Custom CDN

May 2023

Custom CDN

Efficient, geographically distributed CDN that builds and deploys a DNS server and HTTP servers for content caching and delivery from a single origin server.

Repo: https://github.com/alex-w-99/Custom-CDN

Demo video: https://youtu.be/wZDAvp1cLME

The problem

Imagine you're Netflix. You've got users all around the world, but your actual video files live on a small set of origin servers. You could try to stand up thousands of origin servers around the world, but that quickly falls apart: origin servers need to stay perfectly consistent, they're expensive to operate, and they become bottlenecks when too many users hit them directly.

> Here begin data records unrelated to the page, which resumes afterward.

PR #4, opened 2020-10-28
added starter JSON schemas in appendix

jricher:
This adds a proposed JSON Schema to the appendix as a resource for developers. This schema currently covers the main request and response messages.

### DIFF
--- a/draft-ietf-gnap-core-protocol.md
+++ b/draft-ietf-gnap-core-protocol.md
@@ -5365,3 +5365,693 @@ justification for the data type representing the same basic kind of thing it ext
 For example, an extension declaring an "array" representation for a field would need
 to explain how the array represents something akin to the non-array element that it
 is replacing. 
+
+# JSON Schema
+
+The following JSON Schemas are provided as a tool to help developers validate requests and
+responses within the GNAP protocol.
+
+Requesting access as in {{request}}:
+
+~~~
+{
+  "$schema": "https://json-schema.org/draft/2019-09/schema",
+  "name": "Request",
+  "definitions": {
+    "resource": {
+      "type": [
+        "string",
+        "object"
+      ],
+      "required": [
+        "type"
+      ],
+      "properties": {
+        "type": {
+          "type": "string"
+        },
+        "actions": {
+          "type": "array",
+          "items": {
+            "type": "string"
+          }
+        },
+        "locations": {
+          "type": "array",
+          "items": {
+            "type": "string"
+          }
+        },
+        "datatypes": {
+          "type": "array",
+          "items": {
+            "type": "string"
+          }
+        },
+        "identifier": {
+          "type": "string"
+        }
+      }
+    },
+    "key": {
+      "type": [
+        "object"
+      ],
+      "required": [
+        "proof"
+      ],
+      "properties": {
+        "jwk": {
+          "type": "object"
+        }/* this should have a JWK-specific subschema*/,
+        "cert": {
+          "type": "string"
+        },
+        "cert#S256": {
+          "type": "string"
+        },
+        "proof": {
+          "type": "string",
+          "enum": [
+            "jwsd",
+            "jws",
+            "mtls",
+            "dpop",
+            "pop",
+            "httpsig"
+          ]/* can be expanded by extensions*/
+        }
+      }
+    },
+    "subject_id_types": {
+      "type": "string",
+      "enum": [
+        "iss-sub",
+        "email",
+        "account",
+        "phone-number"
+      ]/* more added by extensions*/
+    },
+    "assertion_types": {
+      "type": "string",
+      "enum": [
+        "id_token",
+        "saml2"
+      ]/* more added by extensions*/
+    },
+    "subject_id_structures": {
+      "type": "object",
+      "required": [
+        "subject_type"
+      ],
+      "properties": {
+        "subject_type": {
+          "$ref": "#/definitions/subject_id_types"
+        }
+      },
+      "allOf": [
+        {
+          "if": {
+            "properties": {
+              "subject_type": {
+                "const": "account"
+              }
+            }
+          },
+          "then": {
+            "properties": {
+              "uri": {
+                "type": "string"
+              }
+            },
+            "required": [
+              "uri"
+            ]
+          }
+        },
+        {
+          "if": {
+            "properties": {
+              "subject_type": {
+                "const": "email"
+              }
+            }
+          },
+          "then": {
+            "properties": {
+              "email": {
+                "type": "string"
+              }
+            },
+            "required": [
+              "email"
+            ]
+          }
+        },
+        {
+          "if": {
+            "properties": {
+              "subject_type": {
+                "const": "phone-number"
+              }
+            }
+          },
+          "then": {
+            "properties": {
+              "phone_number": {
+                "type": "string"
+              }
+            },
+            "required": [
+              "phone_number"
+            ]
+          }
+        },
+        {
+          "if": {
+            "properties": {
+              "subject_type": {
+                "const": "iss-sub"
+              }
+            }
+          },
+          "then": {
+            "properties": {
+              "iss": {
+                "type": "string"
+              },
+              "sub": {
+                "type": "string"
+              }
+            },
+            "required": [
+              "uri",
+              "sub"
+            ]
+          }
+        }
+      ]
+    }
+  },
+  "type": "object",
+  "properties": {
+    "resources": {
+      "type": [
+        "array",
+        "object"
+      ],
+      "items": {
+        "$ref": "#/definitions/resource"
+      },
+      "additionalProperties": {/* if it's an object for multiple tokens, each field's value is a resource object*/
+        "type": [
+          "array"
+        ],
+        "items": {
+          "$ref": "#/definitions/resource"
+        }
+      }
+    },
+    "subject": {
+      "type": "object",
+      "properties": {
+        "sub_ids": {
+          "type": "array",
+          "items": {
+            "$ref": "#/definitions/subject_id_types"
+          }
+        },
+        "assertions": {
+          "type": "array",
+          "items": {
+            "$ref": "#/definitions/assertion_types"
+          }
+        }
+      }
+    },
+    "client": {
+      "oneOf": [
+        {
+          "type": "object",
+          "properties": {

If every video stream had to come from those few origins, people far from them would see high latency, the origins would get crushed under load, and performance would tank. Content Delivery Networks (CDNs) solve this by pushing cached copies of content out to edge servers worldwide so users are served locally, not from a handful of overloaded origins.

Building a CDN from scratch

This project implements a complete CDN infrastructure with minimal dependencies, demonstrating the core principles that power modern content delivery:

The architecture

One DNS server: Routes incoming requests to the optimal edge server
Seven HTTP servers: Geographically distributed worldwide to serve content
One origin server: Holds all original content (provided for this project)

When a client requests content, they first query the DNS server, which determines their location and directs them to the nearest HTTP server via DNS. That edge server either serves cached content immediately or fetches it from the origin and caches it for future requests.

The constraints

To simulate real-world tradeoffs, strict limits were imposed:

20 MB total cache per server (disk + memory combined)
Content popularity follows a Zipfian distribution (a few items are very popular, most are rarely accessed)
Goal: Minimize average download time across all requests

The implementation

The solution employs a multi-tiered caching strategy:

13 MB of popular content is pre-deployed to each edge server's disk during setup
An additional 18.5 MB in-memory cache holds frequently accessed items for instant retrieval
7 MB of additional content is downloaded by each server at startup to round out the cache
Geolocation-based routing uses MaxMind's GeoIP service to map clients to optimal servers

The DNS server is multi-threaded and caches location lookups to minimize latency. Each HTTP server implements a two-tier cache: check memory first, fall back to disk, and only then fetch from origin.

Why geographic distribution matters

A user in Tokyo gets routed to the Tokyo edge server. A user in Boston gets routed to the Boston server. This geographic optimization dramatically reduces latency. (Even with light-speed transmission in fiber optic cables, intercontinental distances create noticeable delays.)

The engineering challenge

Building this system required juggling:

DNS protocol implementation and query handling
HTTP server design with intelligent caching policies
Deployment automation across distributed cloud infrastructure
Performance optimization under strict memory constraints
Cache eviction strategies based on content popularity

The result is a working CDN that demonstrates how services we use daily, streaming video, downloading software updates, browsing the web, are delivered efficiently across a global infrastructure.